If I had to criticize Imperium, that is, ostensibly, what I do after all, it would be that there isn’t a clear line of where this story is going. The first issue sets up a Utopia, so we know where the story ends, and then flashes back to a period of unrest. Yes we have the HARD Corps as antagonists and the feeling that perhaps the whole world is politically allied against Toyo Harada, our main character, and his superhuman psiot Foundation. But I don’t get a sense of goals or lines or forward momentum. Don’t get me wrong they are very entertaining in the meantime but I don’t have a sense of where the story is going and to what purpose it’s trying to achieve. The flashback in the first issue was a solid narrative device to introduce us to the world and provide exposition without being awkward or clunky but it also took some of the venom out of the stories bite. I now know how this all ends so the purpose of the story is to show us how it got to the ‘present day’ featured in the first issue. That’s the end goal and we should already start seeing progress towards that but I’m not seeing it. Knowing that the world ends in utopia softens the terrible things Harada does, but it also doesn’t really make me like him anymore. They managed to protect Toyo Harada in the first two issues, but in this issue he comes off as the worst person ever. Even knowing that he creates utopia doesn’t make him any more likeable here. In the course of these 24 pages he enslaves two sentient beings and tortures someone who tried to defect to his side from the HARD Corps. I don’t know what they did to Gravedog, the defector, but I’m pretty sure they turned him into a human bomb and sent him back only to explode him later.
The crux of this issue focus’ on their sentient robot Sunlight on Snow who everyone insists on calling by the name Mech Major, which Sunlight on Snow hates, but they continue to do to remind the robot that he’s a robot and has no choices. Real classy. Most of the issue is Sunlight on Snow talking about his own sentience as it relates to a Vine seed they’re growing. Fans of X-O Manowar will know the Vine as those conqueror aliens that tried to take over Earth. I like how interconnected their universe is with certain universal items that bind everything together.

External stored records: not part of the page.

PR #38, opened 2022-05-25
Added approval threshold for execution

### LINKED ISSUE #3: Enforces a threshold on the number of approvals required to execute a transaction
The **multi-signature wallet** should use a threshold on the number of approvals in order to allow the execution of a Tx.

This means that a value should be set in storage and only when the threshold for a specified Tx (by the signers) has been reached it will become executable.

Braqzen:
Closes #3


adlerjohn (commented):
Looks fine to me, but would like @bitzoic and @matt-user to review.

bitzoic (approved):
Looks good!

matt-user (approved):
Looks good

PR #40, opened 2022-05-26
Added weightings to approval

### LINKED ISSUE #4: Weighted signers
A weight of a signer is the number of approvals that they "give" when they approve a Tx.

A basic application is where each signer has a weight of 1 approval (their own) and thus if there are 5 signers with an approval threshold of 3 then 3 signers must approve the Tx.

This issue specifies that a signer can have a greater approval than 1 and thus it would be possible to approve a Tx (in the aforementioned example) with only 2 signers.

Braqzen:
Closes #4

### DIFF
--- a/multisig-wallet/src/main.sw
+++ b/multisig-wallet/src/main.sw
@@ -65,7 +65,7 @@ impl MultiSignatureWallet for Contract {
     fn constructor(owner1: Address, owner2: Address, owner1_weight: u64, owner2_weight: u64, threshold: u64) -> bool {
         require(storage.nonce == 0, Error::CannotReinitialize);
         require(storage.threshold != 0, Error::ThresholdCannotBeZero);
-        
+
         // TODO: when vectors are implemented change owners to be a Vec<Address>
         require(owner1_weight != 0, Error::WeightingCannotBeZero);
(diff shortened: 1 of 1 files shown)


multisig-wallet/src/main.sw
```diff
@@ -91,27 +101,40 @@ impl MultiSignatureWallet for Contract {
             Result::Ok(address) => address.value, _ => revert(42), 
         };
 
-        require(get::<bool>(signer1) && get::<bool>(signer2), Error::NotAnOwner);
         require(~b256::min() < signer1 && signer1 < signer2, Error::IncorrectSignerOrdering);
 
+        let signer1_weight = get::<u64>(signer1);
+        let signer2_weight = get::<u64>(signer2);
+
+        require(signer1_weight != 0 && signer2_weight != 0, Error::NotAnOwner);
```
matt-user, line 109: Would here be a good place to use the is_owner function defined below?  Or is the is_owner function more for external calls?

matt-user (approved):
Looks good.  I just left a couple of questions regarding sway and the is_owner function.

bitzoic (approved):

PR #41, opened 2022-05-26
Added transfer of assets to outputs & contracts

### LINKED ISSUE #6: Can transfer native assets

### LINKED ISSUE #8: An address of a user (wallet / output)
Transferring assets can be done to outputs and contracts.

This issue is meant to support transfers from the contract to an output (address).

### LINKED ISSUE #9: Contract
Transferring assets can be done to outputs and contracts.

This issue is meant to support transfers from the contract to another contract.

Braqzen:
Closes #8 
Closes #9 
Closes #6


multisig-wallet/src/main.sw
```diff
@@ -4,29 +4,34 @@ use std::{
...
+    storage::{get, store},
+    token::{force_transfer, transfer_to_output}
 };
 
 use core::num::*;
 
 abi MultiSignatureWallet {
     fn constructor(owner1: Address, owner2: Address, owner1_weight: u64, owner2_weight: u64, threshold: u64) -> bool;
-    fn execute_transaction(to: ContractId, value: u64, data: b256, signature1: B512, signature2: B512) -> bool;
+    fn execute_transaction(to: Sender, value: u64, data: b256, signature1: B512, signature2: B512) -> bool;
```
bitzoic, line 23: Maybe I'm missing something, but get_transaction_hash and _get_transaction_hash both return a b256. Why do execute_transaction and transfer take b512 signatures?

Braqzen: The hashing functions take some parameters and produce a hash which is meant to be signed with the signature of the owner(s). More information regarding the signature structure can be found in [EIP-2098: Compact Signature Representation](https://eips.ethereum.org/EIPS/eip-2098).

Braqzen: Oh, and as for the "why", it is to make sure that when the public key is recovered from the signature that key is regarded as an owner in the multisig. This is to prevent random people from interacting with the contract.

multisig-wallet/src/main.sw
```diff
@@ -147,11 +147,51 @@ impl MultiSignatureWallet for Contract {
...
+        // Hardcoded value, that passes the checks above, until the loop below is unblocked
+        let approval_count = signer1_weight + signer2_weight;
+
+        require(storage.threshold <= approval_count, Error::ApprovalThresholdNotReached);
+
+        storage.nonce = storage.nonce + 1;
+        log(tx_hash);
+
+        match to {
+            Sender::Address(address) => transfer_to_output(value, asset_id, address), Sender::ContractId(contract) => force_transfer(value, asset_id, contract),
```
matt-user, line 191: Why do we need a force_transfer branch here?  Is it because not all contracts may have implemented some sort of transfer/receive function?

multisig-wallet/src/main.sw
```diff
@@ -147,11 +147,51 @@ impl MultiSignatureWallet for Contract {
...
+        // TODO: change to Vec<B512> once implemented and then iterate instead of hardcoding length
+        let signer1: b256 = match ec_recover_address(signature1, tx_hash) {
+            Result::Ok(address) => address.value, _ => revert(42), 
+        };
+
+        let signer2: b256 = match ec_recover_address(signature2, tx_hash) {
+            Result::Ok(address) => address.value, _ => revert(42), 
+        };
+
+        require(~b256::min() < signer1 && signer1 < signer2, Error::IncorrectSignerOrdering);
```
matt-user, line 175: Why is it required that the recovered address of signer1 is less than signer2?  Also could we implement some check here say:
```
if signer1 < signer2 {
    swap(signer1, signer2)
}
```

Braqzen: Otherwise you can submit your own signature multiple times to game the system and send any Tx through that you want. Making sure that they are increasing in size means that they cannot be 0 and cannot be the same address and thus likely to come from different owners... or at least the same owner but with different addresses

multisig-wallet/src/main.sw
Braqzen: There are two functions

1. transfer_to_output()
    - Is used to transfer to an `Address`
2. force_transfer()
    - Is used to transfer to a `ContractId`

They are equivalent but the name `force_transfer` might be confusing since `transfer_to_output` is also forceful and cannot be stopped. Both of those functions act in the same way as if I were to drop a letter into your mail box.

Braqzen: To my knowledge, in Sway contracts do not have a `receive` function like in `Solidity`

nfurfaro: @matt-user ensures that the receiving contract cannot possibly execute any code upon receipt of the coins. This will work for any contract, unlike calling a `receive` function and forwarding coins for example, where the receiving contract may not even implement a `receive` function, or may choose to revert the call, etc...
Forwarding coins with a call can be done visa any function that doesn't explicitly forbid it, but with `force_transfer` we don't even need to call a function on a contract.

adlerjohn: Note that without an explicit fallback function, if you try to call a contract in Sway without a function selector (or with a selector that's not in the contract's ABI), the ABI dispatcher will _revert_. This means there's no much point in using call to transfer assets to a contract here. If you want to specifically call a function to receive funds, then you can call it.

.github/workflows/ci.yml
```diff
@@ -50,14 +51,67 @@ jobs:
       - name: Run Cargo.toml linter
         run: git ls-files | grep Cargo.toml$ | xargs --verbose -n 1 cargo-toml-lint
 
-  build:
+  escrow:
```
adlerjohn, line 54: The above comment will also obviate the need for this, which is unmaintainable.

README.md
```diff
@@ -6,9 +6,6 @@
     <a href="https://github.com/FuelLabs/sway-applications/actions/workflows/ci.yml" alt="CI">
         <img src="https://github.com/FuelLabs/sway-applications/actions/workflows/ci.yml/badge.svg" />
     </a>
-    <a href="https://crates.io/crates/forc/0.14.4" alt="forc">
```
adlerjohn, line 9: Ditto

escrow/README.md
```diff
@@ -0,0 +1,22 @@
+<p align="center">
+    <img src="./.docs/escrow-logo.png" height="120">
+</p>
+
+<p align="center">
```
adlerjohn, line 5: This is an update to escrow. which should be in a separate PR.

.github/workflows/ci.yml
```diff
@@ -10,7 +10,8 @@ on:
 
 env:
   CARGO_TERM_COLOR: always
-  FORC_VERSION: 0.14.4
+  ESCROW_FORC_VERSION: 0.14.5
+  MULTISIG_FORC_VERSION: 0.15.1
```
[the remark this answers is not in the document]
Braqzen: The projects are all meant to be independent of each other. If 1 project is dormant for a while because it doesn't require any updates and then other projects get updates that contain breaking changes then using the same version will break other projects which is entirely not the point. They should all be self contained and use their own versions otherwise an update to 1 project may require updates to every other project when it is unnecessary

.github/workflows/ci.yml
Braqzen: I agree that this is spammy but I'm unsure of how to use distinct versions in the matrix. Perhaps a script that outputs the version and pipes it to the required command... not ideal

.github/workflows/ci.yml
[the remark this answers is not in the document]
adlerjohn: No, the entire repo should be of projects that all work with the latest version of the compiler. It wouldn't be "an update to 1 project," it would be an update to the entire repo.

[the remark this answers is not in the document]
adlerjohn: Thought experiment: a month from now, what use is a contract that only compiles with `v0.14.5`? Almost nothing. What use is the same contract that compiles with the version of the compiler at that time? Significant!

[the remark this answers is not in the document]
Braqzen: The point is to eventually containerise each application. They would be entirely independent from everything else. The version can be locked in the container until it requires an update otherwise it can remain there as it is on the older version of the compiler. There is no point in creating additional work and constantly updating something that does not need to be updated. As more applications are added, and with the rate of change of the compiler, any 1 small change will require days to weeks of work just to bump a version in 1 application that needs it. It's just wrong.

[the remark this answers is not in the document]
Braqzen: Unless ofc you expect to maintain these as actual production (and in use) applications and not just examples that a user is meant to reference, clone and update for their own use.
If you want to keep updating the apps and redeploying the code for each update... okay. That seems wasteful but then it makes sense to keep everything up to date.

multisig-wallet/src/main.sw
```diff
@@ -1,172 +1,195 @@
...
+    }
 
-        //     let signer_weight = get::<u64>(signer);
-        //     require(signer_weight != 0, Error::NotAnOwner);
+    /// Transfers assets to outputs & contracts if the signatures meet the threshold requirement
+    ///
+    /// # Panics
+    ///
+    /// - When the constructor has not been called to initialize the contract
+    /// - When the balance of the asset being sent is less than the balance in the contract
```
matt-user, line 110: Shouldn't this be "When the balance of the asset in the contract is less than the amount being transferred." ?

matt-user (changes requested):

multisig-wallet/src/main.sw
Braqzen: How about now?

matt-user (approved):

Toyo Harada puts Sunlight on Snow in charge of growing this seed and he begins to feel connected to it. He opens up to it, literally, to reveal that Harada has kept, and keeps, Sunlight on Snow from connecting to any networks in an attempt to prevent artificial intelligence singularity. After the seed grows an assassin, Harada reveals that he tampered with the seeds genes to cut it off from the Vine which causes it great pain. He then convinces the assassin to join his ranks. In many ways Sunlight on Snow and the assassin seed have much in common with the difference being that Sunlight on Snow abhors violence while the assassin seed is born to revel in it. Both, however, are being kept from ‘connecting’ with the outside world.
The metaphor of ‘connecting’ extends throughout the issue. Whether it’s Sunlight on Snow’s inability to connect to a physical network of computers, or his inability to emotionally connect with his fellow Foundation members. The same goes for the captured Gravedog who betrays the HARD Corps, kills his teammates and surrenders himself to the enemy all in an attempt to connect with his own independence, or at least a group he doesn’t have to feel bad about working for, only to be rigged and used by Harada. The assassin seed is another character who lacks a connection but this one causes it physical pain and brings on madness. Finally Harada doesn’t seem to have a connection to anyone. The issue is very well written and complimented nicely with fantastic artwork. While the story doesn’t really have any forward momentum towards those opening scenes in the first issue the characters and setting are interesting enough that I’m happy staying wherever they want to put me.